Consequently, the surroundings of the family estates, the hunting, court milieu, horses with carriages, riders, dogs appeared in his first oil paintings. Horses that he loved but could not ride. Those paintings were already a reproduction of a spontaneous, rousing, and characteristic moment.

Maybe these early paintings were his way to impress his father, who expected his son to be a rider, a hunter, and a soldier. However, he was convinced that if he wanted to achieve something, he had to be independent of his father’s expectations and from his overprotective mother. Although it was difficult for him, he started to lead a real bohemian life in Paris.

Neither Tall nor Beautiful

In the entertainment district of Montmartre, among curiosities and attractions, Lautrec was less noticeable among “his peers”. The trivial and brutal reality of Montmartre fascinated him. Especially the dance halls captivated him. He preferred to stay at the source of his pictorial subjects. He wanted to distract himself, to numb himself because he could or did not want to be alone, so as not to be confronted excessively with his extreme situation.
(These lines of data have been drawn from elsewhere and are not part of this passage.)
Issue #216, opened 2025-03-03
`martian.cljs-http/bootstrap-openapi` sets incorrect `:api-root` value


enspritz:
Using `martian-cljs-http` and `martian-re-frame`. Discovered this upgrading from martian `0.1.16` to `0.1.30`.

```clojure
(martian.re-frame/init "/rest/openapi.json")
```
fetches and parses the OpenAPI document, storing the result in re-frame's `:db`. Upon inspecting the re-frame `:db`, the `:api-root` value appears incorrect:
```edn
{:db
 {:martian.re-frame/martian
  {:martian.re-frame/default-id
   {:m
    {:api-root ":///rest/" ...
```
All subsequent attempts to use the REST API through martian fail, due to HTTP requests sent to the wrong URL, such as:
```
/wherever/the/calling/document/resides.html/%3a///rest/some-call
```
If `%3a//` is interpreted as an encoded URL, that would be `://`, the same as in the erroneous `:api-root` value.

Skimming over the sources, `martian.openapi/base-url` looks of interest...

enspritz:
Workaround: Judicious use of `lambdaisland/uri` to combine the browser window location with the OpenAPI JSON document URL:
```clojure
(let [fully-qualified-url (lambdaisland.uri/join js/window.location.origin 
                                                 "/rest/openapi.json")]
  (martian.re-frame/init fully-qualified-url))
```

oliyh:
Hi,

Thanks for your solution, it looks sensible. The value you see in martian looks like it's failed to read the scheme, port and host from the browser. I'll try to find time to have a look, tempted to just use your solution.

enspritz:
The workaround might be a good defensive / backup / last-resort value. If only I had more time, I could dive into the logic of that function myself. Don't know the impact of modifying it..

Issue #168, opened 2023-03-15
Bootstrapping relative url for a swagger api from cljs doesn't work


oliyh:
e.g. `(bootstrap-swagger "/api/swagger.json")` ends up with an api root of `://` after it's been fed through `(openapi/base-url url server-url definition)`

marksto:
@oliyh Hi Oliver! As #253 addressed this issue, shouldn't we double-check that it now works as intended, cut off a new Martian release, and then close the ticket?

PR #253, opened 2026-03-05
Handle CLJS relative URLs for specs

bombaywalla:
When `bootstrap-openapi` is called with a relative URL in a CLJS environment, and the spec does not contain a `:servers` key, and no `:server-url` option is specified, then `bootstrap-openapi` should return a martian with an `:api-root` which is also a relative URL with the last path segment removed.

I believe this PR addresses #168 and #216.


bombaywalla:
Sorry, not following what you're saying.

I have similar (but not the same) code for testing cljs-http and cljs-http-promise.
Are you perhaps saying that I should only have tests for cljs-http and not for cljs-http-promise?
If so, I can go for that.

Issue #229, opened 2025-06-21
Feature request: constrain


eval-on-point:
Given this `example-openapi.yaml`:

```yaml
openapi: "3.0.1"
info:
components:
  parameters:
    offsetParam:  # <-- Arbitrary name for the definition that will be used to refer to it.
      # Not necessarily the same as the parameter name.
      in: query
      name: offset
      required: false
      schema:
        type: integer
        minimum: 0
      description: The number of items to skip before starting to collect the result set.
    limitParam:
      in: query
      name: limit
      required: false
      schema:
        type: integer
        minimum: 1
        maximum: 50
        default: 20
      description: The numbers of items to return.
paths:
  /users:
    get:
      operationId: getUsers
      summary: Gets a list of users.
      parameters:
        - $ref: '#/components/parameters/offsetParam'
        - $ref: '#/components/parameters/limitParam'
      responses:
        '200':
          description: OK
```
we do not get request validation on the bounds of the parameters:
```clojure
(let [client (martian-httpkit/bootstrap-openapi "droneup_client/example-openapi.yaml")]
  (martian/explore client :get-users)
  ;; => {:summary "Gets a list of users.",
  ;;     :parameters {{:k :offset} Int, {:k :limit} (default Int 20)},
  ;;     :returns {200 nil}}

  (martian/request-for client :get-users {:offset -1 :limit 51})
  ;; => {:method :get,
  ;;     :url "/users",
  ;;     :query-params {:offset -1, :limit 51},
  ;;     :as :auto}

  (martian/request-for client :get-users {:offset "string" :limit "string"})
  ;; => Execution error (ExceptionInfo) at schema-tools.coerce/coerce-or-error! (coerce.cljc:24).
  ;;    Could not coerce value to schema: {:offset (not (integer? string)), :limit (not (integer? string))}
  )
```

Can we add the integer constraints to the generated schema? I think this would be a breaking change if we turn it on by default, so I am asking if you would accept such a change before working on a PR.

Thanks you!

oliyh:
Hi,

Yes I think that would be a useful feature to have. One of the main use cases of martian is being able to validate offline that you are making the correct request, and this will help that.

Thanks!

eval-on-point:
[...]

PR #254, opened 2026-03-09
Added capability to specify min/max bounds in OAS.

bombaywalla:
For a schema with a type of "integer" or "number", you can now specify any or all of the following additional optional assertions: minimum, maximum, exclusiveMinimum, exclusiveMaximum.  As per OpenAPI 3.1.0.

With tests.

Addresses #229


bombaywalla:
I updated this PR to handle the recent changes in master, so there are no conflicts.
It should be ready to merge into master after review.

From the earliest oil studies, Lautrec tried to be authentic and not to beautify or embellish. His technique and a painterly free conception stood in contrast to the prevailing salon art. He portrayed places and situations that up until this point were not considered worthy of art. In his canvas, The Promenoir the Moulin Rouge, little Lautrec and his tall cousin cross the room in the background, while guests of the restaurant sit at a table in conversation. The guests are talking and having fun. At the same time, Lautrec passes by on the edge of the room as a stranger and voyeur. Lautrec loved to roam the bars with this relative as a funny couple. But he was not simply an observer, he spent his evenings sketching the dancers and guests.
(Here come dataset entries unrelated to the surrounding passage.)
Issue #231, opened 2025-06-29
Advise for possible data loss caveat


felixdo-vorwerk:
Since some forms of OpenAPI schema are unsupported (allOf, anyOf), martian might produce only a partial internal schema representation from such API definitions. This can be catastrophic in combination with the "stc/map-filter-matcher" which just drops data. We should probably: Advise for this possibility on the caveats page and provide some instructions on how to drop the map-filter-matcher, it's not straightforward, at least not for me.

oliyh:
Hi @felixdo-vorwerk 

Thanks for pointing this out. I can add it to the caveats, and it should also be possible to control this with an option

felixdo-vorwerk:
Hey oliyh, nice, thanks.

For now, I just postprocess the martian, replacing all the body schemas with s/Any.

```
(defn replace-all-body-schemas [martian-def]
  (postwalk
    #(if (and (map? %) (:body-schema %))
       (assoc % :body-schema {:body s/Any})
       %)
    martian-def))
```

marksto:
> ... provide some instructions on how to drop the `map-filter-matcher`, it's not straightforward ...

TBH, it's a wrong thing to try to achieve in the first place. This `map-filter-matcher` is here for a reason — to shave off stuff that does not conform to a specific params schema. AFAICS, the problem is completely on the schema side, no? What gets produced for these "allOf" and "anyOf" definitions?

marksto:
Hi @felixdo! I think I didn't make myself clear enough, sorry for that.

The reason for using `map-filter-matcher` in the current implementation is simple. Martian accepts a single map of method `params`. The entries of this map then end up in different places — body, query, form, and headers. And since we don't want, say, body parameters to end up in the query string and/or request headers, the library need to somehow filter them out accordingly. That is why it coerces `params` against a set of closed schemas (one per params destination) and for each of them it discards non-conforming parameters (using the aforementioned `map-filter-matcher`).

Therefore, the data loss you experienced is due to an incomplete closed schema and also because the `params` are designed around a single map.

PR #258, opened 2026-03-27
Backend

oliyh:


marksto:
@oliyh Is this an Easter gift for us all? 😅 This already looks super cool! Godspeed!

core/src/martian/schema_backend.cljc
```diff
@@ -0,0 +1,50 @@
...
+
+  ;; Default value wrapping
+  (with-default-value [backend property s]
+    "Wraps schema s with a default value from property's :default key.
+     Returns s unchanged if :default is not present.")
+
+  ;; Collection format handling
+  (wrap-collection-format-schema [backend array-schema collection-format]
+    "Wraps an array schema to handle a specific collection format string
+     (e.g. 'csv', 'ssv'). Returns array-schema unchanged if not applicable.")
```
marksto, line 42: This seems to be the only place where impedance mismatch occurs. These "collection formats" are not inherent in schemas, right? Maybe we can decompose it into atomic methods instead — two predicates (`string-schema?`, `array-schema?`) and one constructor? Or, given that we've already allowed OpenAPI specifics to leak into this protocol (the `leaf-schema` method), is it fine to leave this method as is?

marksto:
Oliver, if you need any help porting the Plumatic Schema-specific part of the codebase I recently implemented in order to fully support the "parameter aliases" feature, just give me a nod. These are basically:

- the more or less self-contained [`martian.schema-tools`](https://github.com/oliyh/martian/blob/master/core/src/martian/schema_tools.cljc) ns, which is specific to Schema and is only used by
- the [`martian.parameter-aliases`](https://github.com/oliyh/martian/blob/master/core/src/martian/parameter_aliases.cljc) ns that exposes 3 functions: `alias-schema`, `unalias-data`, and `registry`

Hopefully, for Malli we won't have to re-implement `alias-schema`/`unalias-data` with custom pre-walks with path, but will rather use Malli schemas [built-in introspection capabilities](https://github.com/metosin/malli?tab=readme-ov-file#programming-with-schemas) (if they are sufficient enough, I didn't check yet, but it looks like we should be able to leverage `mu/subschemas`, `mu/path->in`, and friends). As for the `registry`, since Malli is fully supported by Babashka, we'll only need to implement a lazy variant (similar to the `LazyRegistry` instance).

core/src/martian/schema.cljc
```diff
@@ -100,30 +100,33 @@
...
     (sb/with-default-value backend param schema)))
 
+(defn- parameter-entries
+  "Turns a collection of swagger parameters into map schema entries."
+  [ref-lookup parameters backend]
+  (map (fn [{:keys [name required required?] :as param}]
+         {:key (keyword name)
+          :required? (boolean (or required?
+                                  (true? required)
+                                  (= "true" required)))
```
marksto, line 110: This `or`'s operands look a bit off.

core/src/martian/schema_backend.cljc
```diff
@@ -46,6 +46,20 @@
...
+  ;; Parameter aliases (idiomatic kebab-case keys)
+  (key-paths [backend schema]
+    "Returns a sequence of key paths (vectors of plain keys) covering the
+     schema itself (the [] path) and every map entry reachable within it.")
+  (aliases-at [backend schema idiomatic-path]
+    "Returns a map of idiomatic (kebab-case) keys to original keys for the
+     map level at idiomatic-path within schema, or nil when there are none.")
+  (alias-schema [backend aliases schema]
+    "Returns schema with the keys of it and its subschemas renamed to their
+     idiomatic (kebab-case) forms using the given aliases registry.")
```
marksto: "... forms using the given aliases registry" — there is no more `registry` here in the arg list.

core/src/martian/schema_backend.cljc
```diff
@@ -46,6 +46,20 @@
...
+  (merge-map-schemas [backend schemas]
+    "Merges several map schemas into a single map schema, with the entries
+     of later schemas winning.")
+
+  ;; Parameter aliases (idiomatic kebab-case keys)
+  (key-paths [backend schema]
+    "Returns a sequence of key paths (vectors of plain keys) covering the
+     schema itself (the [] path) and every map entry reachable within it.")
+  (aliases-at [backend schema idiomatic-path]
+    "Returns a map of idiomatic (kebab-case) keys to original keys for the
```
marksto: This "idiomatic" is more than kebab-case. Check out the `martian.schema-tools/->idiomatic` fn impl.

core/src/martian/spec.cljc
```diff
@@ -1,14 +1,15 @@
...
 
 (s/def ::api-root string?)
 
 (s/def ::method keyword?)
 (s/def ::route-name keyword?)
 (s/def ::path-parts (s/coll-of (s/or :literal string? :arg keyword?)))
 
-(s/def ::input-schema (s/nilable (s/and map? #(satisfies? schema/Schema %))))
+;; NB: The schema representation is owned by the schema backend (e.g. a map
+;;     for Plumatic Schema, a vector form for Malli), so no shape is imposed.
```
marksto: "a vector form for Malli" — it's [a bit trickier than that](https://github.com/metosin/malli#vector-syntax); e.g. `:string` (a kwd) is a Malli schema, or anything that was returned by a `malli.core/schema` fn call.

core/src/martian/backends/malli.cljc
```diff
@@ -0,0 +1,274 @@
...
+   Select it by passing `:schema-backend martian.backends.malli/backend` in
+   the opts of any bootstrap function."
+  (:require #?(:cljs [goog.Uri])
+            [clojure.string :as string]
+            [malli.core :as m]
+            [malli.error :as me]
+            [malli.transform :as mt]
+            [malli.util :as mu]
+            [martian.schema-backend :as sb]
+            [martian.schema-tools :as mst :refer [unalias-data]]))
```
marksto: How a Malli schema backend can use `martian.schema-tools`, which should be for (Plumatic) Schema?

core/src/martian/backends/malli.cljc
```diff
@@ -0,0 +1,274 @@
...
+  (int-schema [_] :int)
+
+  (map-schema [_ entries {:keys [open?]}]
+    (-> [:map]
+        (into (map (fn [{:keys [key required? schema]}]
+                     (if required?
+                       [key schema]
+                       [key {:optional true} schema])))
+              entries)
+        (cond-> open? (conj [::m/default :any]))))
```
marksto, line 146: There's no need in that line — `(cond-> open? (conj [::m/default :any]))` — maps are _open by default_ in Malli (and one needs to explicitly put `{:closed true}` property to have this different).

core/src/martian/backends/malli.cljc
```diff
@@ -0,0 +1,274 @@
...
+(defn- container-form? [form]
+  (and (vector? form) (contains? transparent-containers (first form))))
+
+(defn- map-form-entries
+  "Returns [key value-schema] pairs for the concrete entries of a :map form,
+   ignoring the ::m/default catch-all entry of open maps."
+  [form]
+  (for [entry (form-children form)
+        :when (and (vector? entry) (not= ::m/default (first entry)))]
+    [(first entry) (peek entry)]))
```
marksto: That looks brittle, tbh. Have you checked out [leveraging built-in Malli introspection capabilities](https://github.com/metosin/malli?tab=readme-ov-file#programming-with-schemas)? I mentioned them [above](https://github.com/oliyh/martian/pull/258#issuecomment-4145301305) some time ago.

marksto (commented):
Hi Oliver! It's nice to see you are really pushing hard on that pluggable schema backend feature. I reviewed the current set of changes. A great job overall! Please, find my comments below. I hope they'll help to improve what's already there.

core/src/martian/backends/malli.cljc
oliyh: Thanks for all this @marksto - I've been letting Claude loose on this and was planning to review it at the end. This was Fable 5 - not so impressive!

core/src/martian/backends/malli.cljc
```diff
@@ -201,6 +133,10 @@
   (int-schema [_] :int)
 
   (map-schema [_ entries {:keys [open?]}]
+    ;; Malli maps are open for validation already, but the default transformer
+    ;; strips undeclared keys on coercion. An open map (OpenAPI's
+    ;; `additionalProperties`) adds a ::m/default catch-all entry so those keys
+    ;; survive coercion instead of being stripped.
```
marksto, line 139: Well, that's a good point overall, and I understand it, but — have you read [my reply to this issue](https://github.com/oliyh/martian/issues/231#issuecomment-3270248897)? It feels to me that it's against the current Martian design. Maybe it's a good time to revisit it, idk. I'm just flagging this for your careful consideration...

core/src/martian/schema.cljc
```diff
@@ -105,7 +105,7 @@
   (map (fn [{:keys [name required required?] :as param}]
          {:key (keyword name)
           :required? (boolean (or required?
-                                  (true? required)
+                                  (= true required)
                                   (= "true" required)))
```
marksto, line 110: Here I still don't get it, even after the "fix" — why do even have both `required` and `required?` params? How they differ and where do they come from? Can they be normalized into a single param?

core/src/martian/schema_backend.cljc
marksto, line 42: And I still believe we are mixing things up here. Yes, we now have a seemingly full set of protocol methods for schema providers, but why are we still infusing this protocol with OpenAPI specifics? That was my point [before](https://github.com/oliyh/martian/pull/258/changes/c689abf265adc78e07ff303cd317f1d3735264d4#r3003093457), and it remains.

marksto: I'm not saying that it's a wrong thing to do — maybe the design is sound, I don't know — but it puzzles me.

marksto (commented):
Re-reviewed. That's way much better now — better matches Malli's capabilities and also reserves all existing parameter aliases-specific details, both in code and in docs/comment. A few remaining questions I still have, if you don't mind, are:

core/src/martian/backends/malli.cljc
marksto: @oliyh No worries, mate, it's my pleasure to assist here and, hopefully, be of some real help, not just random nagging.

Btw, I find this Fable model to be really good in such deep code research/refactorings. Not perfect, sure, but indeed superior to everything I myself have tried before. It's great to see it's helping us move this mountain! Malli support is way overdue...

core/src/martian/backends/malli.cljc
oliyh: Not directly relevant to this change, as it's an existing open question.
I'm inclined to say if the body is an open map then extra params are allowed to propagate to the body. If query params is an open map then extra params are allowed to propagate to the query. If they are both open... not sure!

Without this, martian becomes unusable, or at least requires some ugly escape hatches, if you want to use the extra params explicitly allowed by the schema.

core/src/martian/schema.cljc
oliyh: I would like to normalise these. I think it stems from "required" being a boolean or a string "true" in OpenAPI. Pre-existing though before this backend change

core/src/martian/schema_backend.cljc
oliyh: They are not "inherent" in the schema, as in it doesn't directly influence the schema. But the method of attaching the metadata for later use is implementation specific. I'm not quite sure how else to do it, unless we have a "with-meta" protocol. How would your idea look?

I'm not too concerned about this overall - the point was to decouple martian from the schema it uses. This is achieved. If we've gone a bit overboard and pushed some stuff too far down it makes it less pure but it doesn't matter functionally.

core/src/martian/schema.cljc
```diff
@@ -20,10 +21,10 @@
...
   plumatic/default-coercion-matcher)
 
-(defn get-backend
-  "Returns the schema backend from opts, defaulting to the Plumatic backend."
-  [opts]
-  (get opts :schema-backend plumatic/backend))
+(def get-backend
+  "Returns the schema backend from opts, defaulting to the Plumatic backend.
+   Re-exported from `martian.backends` for backward compatibility."
+  backends/get-backend)
```
marksto, line 27: Is it still needed? What for? The code section says "Backward-compatible re-exports from the Plumatic backend", but this new API was never published.

core/test/martian/backends/malli_test.cljc
```diff
@@ -0,0 +1,277 @@
...
+      (is (= [:map
+              [:foo-bar :string]
+              [:foo {:optional true} [:maybe [:map [:doo-dar {:optional true} [:maybe :string]]]]]
+              [:tags [:sequential [:map [:tag-name :string]]]]]
+             (aliases/alias-schema backend (aliases/registry backend s) s))))
+
+    (testing "unalias-data renames data keys back to the schema's keys"
+      (is (= {:fooBar "a" :foo {:dooDar "b"} :tags [{:tagName "c"}]}
+             (aliases/unalias-data (aliases/registry backend s)
+                                   {:foo-bar "a" :foo {:doo-dar "b"} :tags [{:tag-name "c"}]}))))))
```
marksto, line 277: This is a ridiculously small test coverage compared to `martian.parameter-aliases-test` that I managed to compile back in the day. I wish it could serve as a basis for Malli schema backend, almost ad verbum.

core/src/martian/backends/malli.cljc
marksto: > Not directly relevant to this change, as it's an existing open question.

Yeah, let's postpone this redesign. We definitely can have pluggable schema backends first, then decide on how to approach that one properly.

> ;; Malli maps are open for validation already, but the default transformer
> ;; strips undeclared keys on coercion.

The more I think about it, the less I believe that we do actually need to copy that behavior of Plumatic Schema at all. Even Malli [had problems](https://github.com/metosin/malli/issues/930) with this `mt/strip-extra-keys-transformer` at some point.

It's fair to say that `::m/default` catch-all entry is not smth that is absolutely necessary. The pitfall can be avoided by marking all non-closed map schemas as explicitly open (`{:closed false}`) or simply by avoiding the very use of `mt/strip-extra-keys-transformer` in the `default-transformer` stack.

core/src/martian/schema.cljc
marksto: Yeah, I get it, but I'm mostly bothered with `required?` (with question mark) vs. `required` (w/o question mark). They shouldn't both be needed at the same time, should they?

core/src/martian/schema_backend.cljc
marksto: Fair. Still, my internal purist is not super happy about this impedance mismatch that can be addressed.

> How would your idea look?

1. Have a schema backend-specific String schema similar to how `(int-schema [_] ...)` is declared.
2. Have a schema backend-specific ways to add/get "metadata" (in a broad sense) to/from a schema.

The `seq-schema` is already there. Composition with `item-schema` should work. Adding/getting metadata works the same as it is done in the current impl. With Plumatic Schema it's literal `meta`/`vary-meta`. With Malli it goes through type properties (`{...}`/`m/properties`).

The algorithm itself is generic — I'm talking `format-coll-coercion-matcher`/`seq->string`/`format->separator` vs. `collection-format-decoder`/`collection-format->separator` — they just hook up a bit differently, but the formatting logic is the same and can be represented by a shared, generalized fn.

Am I missing something here?

core/src/martian/core.cljc
```diff
@@ -207,8 +221,19 @@
...
    - `:coercion-matcher`   — a unary fn of schema used for parameters coercion;
-                             defaults to the `default-coercion-matcher`;
+                             defaults to the `default-coercion-matcher`. Applies
+                             to the Plumatic backend only — under the Malli
+                             backend use the `:transformer` option instead;
+   - `:transformer`        — a Malli transformer used for parameters coercion;
+                             defaults to the Malli backend's `default-transformer`.
+                             Applies to the Malli backend only — under the
+                             Plumatic backend use the `:coercion-matcher` option
+                             instead;
```
marksto, line 236: I'd put all such options under `:schema-backend-opts` here and in 2 other places.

We Are Ugly, but Life Is Beautiful

The cabaret singer and actress Yvette Guilbert was shocked at first by the way Lautrec saw and painted her. Later she seemed to have been convinced of his art. It was actually through his work that Guilbert became immortal. Lautrec conveyed the essentials and placed less emphasis on decorative accessories, as other Guilbert portraitists did. He drew her wearing long black gloves, which she wore during her performances. His portraits of Guilbert are memorable and the moments he depicted are highly original. One example is when she bows on stage after her performance in the picture below. His fast and accurate line simultaneously abstracts and clarifies the displayed object.

The subject of lesbian love seemed to intrigue Lautrec. Below we see two women dancing in a picture painted sensitively, almost intimately. Lautrec reflected the people and places that surrounded him, the life that he lived. Life was a big theater for him.
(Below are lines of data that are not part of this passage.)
PR #115, opened 2017-01-01
add Insert::orReplace

pavarnos:
originally added a useReplace() as suggested by #100, but then found sqlite has an orReplace() function and it will be very handy to have the same signature for both dbms when writing unit tests: can switch out mysql for sqlite and not have to add code to check which you are using.

### DIFF
--- a/tests/Mysql/InsertTest.php
+++ b/tests/Mysql/InsertTest.php
@@ -58,6 +58,21 @@ class InsertTest extends Common\InsertTest
         $this->assertSameSql($expect, $actual);
     }
 
+    public function testOrReplace()
+    {
+        $this->query->orReplace()
+                    ->into('t1')
+                    ->cols(array('c1', 'c2', 'c3'))
+                    ->set('c4', 'NOW()')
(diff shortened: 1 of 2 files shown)


tests/Mysql/InsertTest.php
```diff
@@ -58,6 +58,21 @@ public function testHighPriority()
...
+        $this->query->orReplace()
+                    ->into('t1')
+                    ->cols(array('c1', 'c2', 'c3'))
+                    ->set('c4', 'NOW()')
+                    ->set('c5', null);
+
+        $actual = $this->query->__toString();
+        $expect = sprintf($this->expected_sql_with_flag, '');
+        $expect = preg_replace('|INSERT |ms', 'REPLACE', $expect);
+
```
harikt: It would have been good if you could write the raw query itself than using a preg_replace. What I mean is something as https://github.com/auraphp/Aura.SqlQuery/pull/115/files#diff-f685026c17cbf1227a63eb3b344b96a4R27 .

PR #116, opened 2017-01-01
move copy/pasted where() / orWhere() to WhereTrait

pavarnos:
could do similar for LimitInterface, LimitOffsetInterface and ValuesInterface.

### DIFF
--- a/src/Common/Delete.php
+++ b/src/Common/Delete.php
@@ -19,6 +19,8 @@ use Aura\SqlQuery\AbstractDmlQuery;
  */
 class Delete extends AbstractDmlQuery implements DeleteInterface
 {
+    use WhereTrait;
+
     /**
      *
      * The table to delete from.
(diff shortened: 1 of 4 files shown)


harikt:
@pavarnos I have a question here. 

Do we really need trait or can we just add these methods to [AbstractQuery](https://github.com/auraphp/Aura.SqlQuery/blob/2.x/src/AbstractQuery.php) class ?

pavarnos:
Could do. But where() / orWhere() is not used by Insert so the methods do not make any sense on that class. So then we'd need to have some way to hide them from the  public interface of the Insert class?
Similarly with limit/offset. 
ValuesInterface is used by Insert and Update (and potentially by Select) but not by Delete. So there is no obvious hierarchy.

Its just an idea. Delete the PR if you think it is going in the wrong direction.

harikt:
Sorry I didn't thought more about that :) .

pavarnos:
could also do similar for ReturningInterface, which is only used by pgsql... but yeah, how far should we go?

PR #117, opened 2017-01-01
fix scrutinizer messages

pavarnos:


harikt:
scrutinizer says coverage reduced. May be you could look into it / add some more test to increase the coverage?

PR #120, opened 2017-01-02
move copy/pasted limit()/offset() code to traits

pavarnos:
similar to #116: the code for limit() and offset() was duplicated in several classes. Extracted the common code to traits, added getLimit() and getOffset() to the relevant interfaces.

### DIFF
--- a/src/AbstractQuery.php
+++ b/src/AbstractQuery.php
@@ -459,20 +459,4 @@ abstract class AbstractQuery
 
         return PHP_EOL . 'ORDER BY' . $this->indentCsv($this->order_by);
     }
-
-    /**
-     *
-     * Template method overridden for queries that allow LIMIT and OFFSET.
-     *
-     * Builds the `LIMIT ... OFFSET` clause of the statement.
-     *
-     * Note that this will allow OFFSET values with a LIMIT.
-     *
-     * @return string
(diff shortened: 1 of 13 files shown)


pavarnos:
This PR is not as smooth and simple as #116 because Common\Select::page/paging has complex interactions with limit/offset. 
But: note the improvement in code quality: Scrutinizer reports 9.34 (up from 8.8?), mostly influenced by Common\Select

src/AbstractQuery.php
```diff
@@ -491,22 +473,6 @@ protected function buildOrderBy()
      */
     protected function buildLimit()
     {
-        $clause = '';
```
harikt, line 494: if this method just returns an empty string what is the value for it ?

pavarnos: as it says in the comment: it is a template method https://en.wikipedia.org/wiki/Template_method_pattern "one or more algorithm steps can be overridden by subclasses to allow differing behaviors while ensuring that the overarching algorithm is still followed"
The buildLimit() is here to hold its place in the build() algorithm for a derived method to do something useful with.

pavarnos: It is needed by Delete and Update

PR #123, opened 2017-01-17
add “composer test” command to composer.json

pavarnos:
The phpunit test setup in https://github.com/pmjones/psr7immutability is very slick. Added it here.


pmjones:
Accepting this provisionally, and reserve the right to change back to `./vendor/bin/phpunit`.

PR #131, opened 2017-03-18
Extract builder logic to separate classes

pmjones:
To separate the concerns of "collecting" query parts, and "building" them into a statement, this PR moves the `build*()` methods to their own classes.  This entails creating a builder for each kind of statement (select/insert/update/delete) and in some cases a driver-specific builder for the statement (mysql insert and pgsql everything).

@pavarnos @harikt etc: any comments or concerns?

### DIFF
--- a/.travis.yml
+++ b/.travis.yml
@@ -5,7 +5,7 @@ php:
   - hhvm
   - 7
 script:
-  - phpunit --coverage-clover=coverage.clover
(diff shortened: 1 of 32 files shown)


harikt:
Quick look, I didn't find any problem. It looks all api and tests are working without changes. So I am :+1:  .

pavarnos:
Nice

Self-Irony As a Self-Protection

His face was quite distinctive, with a wide forehead, a big nose, and a receding chin. As a kind of self-protection, he developed an individual sense of self-irony:

Oh, how I should like to find a woman who has a lover uglier than I am!

In his numerous self-caricatures, he exaggerated all his weak points. 


Although he was already physically weakened by his disability, the last few years in his life were like creeping self-destruction. His physical health problems, which resulted in emotional issues, made him a chronic alcoholic. He became arrogant, aggressive, and experienced hallucinations. He was able to paint almost to his last days though. During his lifetime, his work generated moral outrage and incomprehension. The themes in his images were detrimental to the “honor of the name” Toulouse-Lautrec. However, thanks to modern topics and his desire to represent the essential nature of his subject, he is recognized today as a major figure in late 19th century art.